Problem - The listing below is to be output in its exact form.

Exercise data section start

Issue #891, opened 2017-05-26
Add --disable-progress command line parameter


ryansmith940:
We use an automated deployment system for running `zappa deploy|update`.  The progress bar in these commands is written to stderr.  Our deployment system notices that something was written to stderr, and flags the deployment with a warning.  To get rid of this warning, I would like to run the Zappa commands with a flag `--disable-progress` so that this warning does not appear.

Miserlou:
Please change to --no-progress, or you can use the already-present --silent.

audiolion:
This sort of exists already, `--quiet` flag will silence output, however, to do progress bars `Zappa` uses [tqdm](https://github.com/tqdm/tqdm) which prints to `sys.stderr` by default. You can change the print location by passing `file=...` to the `tdm()` fn.

You can search for [places in the codebase](https://github.com/Miserlou/Zappa/blob/40e018729e87d06380cb8a8821cec8a16173a04c/zappa/zappa.py#L299) that use tqdm. Basically pass an argument flag to change how the progress bar prints (through `file=..` param) or update the `--quiet` command to disable the `progress.update` callbacks.

PR #895, opened 2017-05-26
Add --disable_progress command line parameter

ryansmith940:
Was needed to prevent zappa commands from writing to stderr.

https://github.com/Miserlou/Zappa/issues/891


audiolion:
You can check https://github.com/tqdm/tqdm/blob/9d7ccc3dfa1a7c37c8e9c48300f36e3466ee4342/tqdm/tests/tests_tqdm.py#L698 for examples of testing disable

Exercise data section end

Answer to this problem -
Issue #891, opened 2017-05-26
Add --disable-progress command line parameter


ryansmith940:
We use an automated deployment system for running `zappa deploy|update`.  The progress bar in these commands is written to stderr.  Our deployment system notices that something was written to stderr, and flags the deployment with a warning.  To get rid of this warning, I would like to run the Zappa commands with a flag `--disable-progress` so that this warning does not appear.

Miserlou:
Please change to --no-progress, or you can use the already-present --silent.

audiolion:
This sort of exists already, `--quiet` flag will silence output, however, to do progress bars `Zappa` uses [tqdm](https://github.com/tqdm/tqdm) which prints to `sys.stderr` by default. You can change the print location by passing `file=...` to the `tdm()` fn.

You can search for [places in the codebase](https://github.com/Miserlou/Zappa/blob/40e018729e87d06380cb8a8821cec8a16173a04c/zappa/zappa.py#L299) that use tqdm. Basically pass an argument flag to change how the progress bar prints (through `file=..` param) or update the `--quiet` command to disable the `progress.update` callbacks.

PR #895, opened 2017-05-26
Add --disable_progress command line parameter

ryansmith940:
Was needed to prevent zappa commands from writing to stderr.

https://github.com/Miserlou/Zappa/issues/891


audiolion:
You can check https://github.com/tqdm/tqdm/blob/9d7ccc3dfa1a7c37c8e9c48300f36e3466ee4342/tqdm/tests/tests_tqdm.py#L698 for examples of testing disable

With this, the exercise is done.